Entre retoque y retoque debes esperar que la heladera ajuste su temperatura nominal


----------



## capitanp (Oct 22, 2020)

CTCTER dijo:


> Hola Capitanp, con la rueda con los niveles para subir o bajar la temperatura que esta en la heladera si lo hice y pasa lo mismo. Con el termostato no se como hacerlo? se puede regular desde el termostato? como se haria eso?
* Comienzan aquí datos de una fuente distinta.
PR #1734, opened 2025-01-21
C4: Reworked UI

TimGoll:
Currently done:

- basic UI element
- press&hold buttons to replace the old weird 2 stage button to destroy the entity

### DIFF
--- a/gamemodes/terrortown/entities/entities/ttt_c4/cl_init.lua
+++ b/gamemodes/terrortown/entities/entities/ttt_c4/cl_init.lua
@@ -7,6 +7,74 @@ local starttime = C4_MINIMUM_TIME
 local T = LANG.GetTranslation
 local PT = LANG.GetParamTranslation
 
+---
+-- Calculates and caches the dimensions of the bodysearch UI.
+-- @realm client
+function ENT:CalculateMenuSizes()
+    self.sizes = {}
+
+    self.sizes.width = 600
+    self.sizes.height = 500
+    self.sizes.padding = 10
+
+    self.sizes.heightButton = 45
+    self.sizes.widthButton = 160
+    self.sizes.widthButtonClose = 100
+    self.sizes.heightBottomButtonPanel = self.sizes.heightButton + self.sizes.padding + 1
+
+    self.sizes.widthMainArea = self.sizes.width - 2 * self.sizes.padding
+    self.sizes.heightMainArea = self.sizes.height
+        - self.sizes.heightBottomButtonPanel
+        - 3 * self.sizes.padding
+        - vskin.GetHeaderHeight()
+        - vskin.GetBorderSize()
+end
+
+function ENT:ShowMenu()
+    self:CalculateMenuSizes()
+
+    local frame = self.menuFrame
+
+    -- IF MENU ELEMENT DOES NOT ALREADY EXIST, CREATE IT
+    if IsValid(frame) then
+        frame:ClearFrame(nil, nil, "c4_arm")
+    else
+        frame = vguihandler.GenerateFrame(self.sizes.width, self.sizes.height, "c4_arm")
+    end
+
+    frame:SetPadding(self.sizes.padding, self.sizes.padding, self.sizes.padding, self.sizes.padding)
+
+    -- BUTTONS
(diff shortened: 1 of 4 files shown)


TimGoll:
image

some progress with the UI. While it is far from done, my general idea is already there:

1. A text box on top that explains some things that can be ignored once you know how it works
2. The time slider is replaced by a preset of 5(?) predefined times. Makes it easier to select and define differences
3. the area below will show the effects of the selected time on the explosion in a visible pleasing manner; right now my idea was to have the following effects:
  - volume of C4 beeper
  - amount of wires that lead to instant explosion on defusal attempt
  - amount of fire spawned around C4
  - C4 killradius
 These values should be balanced in such a way that no C4 is inherintly better than the other, only situational differences

MrXonte:
2) While i like removing the clonky slider, it did allow you to set the timer close to important round progress points like roundtime and overtime end. And depending on your server config there can be huge differences in max/min time available.
Would it maybe make sense to instead have a Time with a -30s and +30s button next to it? This is a granular enough increment i think and you can still clearly show the effects from the increase 🤔 

3) Great Idea! Its probably a huge pain to do, but it would be amazing if the kill radius would be shown visually, like this:
image
So showing a person as a size reference, and the a half circle for the radius? (bigger radius = smaller reference person)

4) What exactly do you mean here? I assume something like more time -> range++, defuse difficulty++, offset by beep volume++ and the increased time to find it? or did you have a more complex interaction in mind?

TimGoll:
2. While we can make the times dynamic, your +/- 30s remove the possibility to define a handful scenarios. Allowing for dynamic time changes defeats this purpose
3. I honestly wanted to make this waaay simpler. Something like "Radius: 20m" in a neatly rendered way
4. yeah, something along those lines, I have not yet figured this out

Crashington:
2. Hmm, personally, I am not sure about the complete removal of the slider as an option. I see where you're coming from but personally greatly appreciate the exact control over the timer.
3. I like it just being displayed as a readable distance in irl units. Is an F1 menu toggle to switch between meters and feet needed :D?
4. A longer C4 should be quieter, but should it maybe scale higher? I can see arguements for basically all implementations of volume scaling/levels i can think of.

I think personally I would make it so there are only two or three discrete levels. the normal beeps, which are only audible within the same room. Then the beeps withing the last minute or so, where they should be audible in a few rooms over. and finally the the last 30 seconds or so, where it gets as loud as it gets currently. I think putting it in discrete stages like this makes it easier  for (trained) innocents to understand where they are at, and how to react, while it should at the same time make it a bit more tense when players immediatly notice "oh we are already in the endgame"

I am not sure how to scale this to the fuse time though. if this should all be based on percents of the chosen of time, or if shorter bombs should immediatly start in the later levels or what

TimGoll:
2. I personally hated the slider because nobody really bothers to set an exact time anyway. And probably nobody noticed the correlation between the defuse wires and the time. Having a fixed amount of presets makes that clear. Also I don't get why you have to set it to 2:06 instead of 2 minutes - is there really a difference? Because I'm always trying to achieve to things: simplify the options and explain more.
3. Currently we only support metric, and I'm not really interested in supporting anything else

Crashington:
> 2. I personally hated the slider because nobody really bothers to set an exact time anyway 

awww, i definitly do that haha. but i get what you mean. I've got to say, I did not entirely get the problem with having discrete 30 second or so steps to choose from. It feels like a great compromise to me. these can still be discretely defined, it would be more a matter of displaying them so that there arent like 10 different options to choose from but you instead cycle through them by pressing the "time up" or "time down" buttons

TimGoll:
There is no real problem, maybe your solution is even the best. My point was: Nobody wants to fine tune their C4, nobody has the time. I want to provide 3 to 5 discrete time stamps that have their own strategic benefits. When having a +-30s button, you have a slider, but worse :D It is even slower than a slider, while providing less granularity

TimGoll:
After discussions that we had in different PRs I decided to change gears on that. First of, I will finish https://github.com/TTT-2/TTT2/pull/1752 first. After that, I will go forward with my initial idea, however same as with armor I will add a "classic mode" that is exactly as it is now (with a nicer UI though)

aa ver a ver, a que llamas termostato? subi fotos


----------



## juanje (Oct 22, 2020)

Al que esta en contacto con el evaporador .


----------



## Fogonazo (Oct 22, 2020)

capitanp dijo:


> aa ver a ver, a que llamas termostato?_* subi fotos*_


¿ Algo así ?


----------



## juanje (Oct 22, 2020)

Si no regula bien el frio y te produce escarcha quizas sea el termostato que lleva el evaporador hay equipos de frio muy sofisticados e incorporan presostato en vez de termostato . Te envio un plano de un proyecto que hice para una bomba de calor en una carniceria .


----------



## capitanp (Oct 22, 2020)

algo asi




bueno ya, estamos ante el nuevo *MaravillasAudio*


----------



## Fogonazo (Oct 22, 2020)

capitanp dijo:


> algo asi
> 
> 
> Ver el archivo adjunto 256275
> ...


A ese tipo de termostato me refiero, se puede ajustar el arranque, la parada y el offset. Con mucho esfuerzo y dedicación  

Respecto al _"Otro tema"_, no lo nombres, a ver si se aparece 🤦‍♂️


----------



## juanje (Oct 22, 2020)

Si todos son parecidos y muy eficientes , en muchas ocasiones es un problema de que falta refrigerante , pero en los electrodomesticos no vienen muy adaptados a recargar gas , en fabrica las dejan como si nunca hubiese perdidas de gas y la realidad es que con el uso y el tiempo aparecen fugas de gas y si no se recarga , aparece el problema , espero resuelvas tu problema de frio , saludos Juanje.


----------



## CTCTER (Oct 22, 2020)

Fogonazo dijo:


> El termostato lleva 3 ajustes internos que se pueden realizar mediante un destornillador fino.
> El de temperatura de corte *±Frio* se encuentra cerca del eje de la perilla del ajuste manual.
> En sentido *"Anti-Horario" --> menos frío* retoca de a 1/8 - 1/4 de vuelta, es muy sensible.
> Entre retoque y retoque debes esperar que la heladera ajuste su temperatura nominal


Muchas gracias, lo hago.

	Mensaje automáticamente combinado: Oct 22, 2020



capitanp dijo:


> aa ver a ver, a que llamas termostato? subi fotos


esto es a lo que llamo termostato,

	Mensaje automáticamente combinado: Oct 22, 2020



capitanp dijo:


> algo asi
> 
> 
> Ver el archivo adjunto 256275
> ...


exacto a eso me refiero

	Mensaje automáticamente combinado: Oct 22, 2020



juanje dijo:


> Si todos son parecidos y muy eficientes , en muchas ocasiones es un problema de que falta refrigerante , pero en los electrodomesticos no vienen muy adaptados a recargar gas , en fabrica las dejan como si nunca hubiese perdidas de gas y la realidad es que con el uso y el tiempo aparecen fugas de gas y si no se recarga , aparece el problema , espero resuelvas tu problema de frio , saludos Juanje.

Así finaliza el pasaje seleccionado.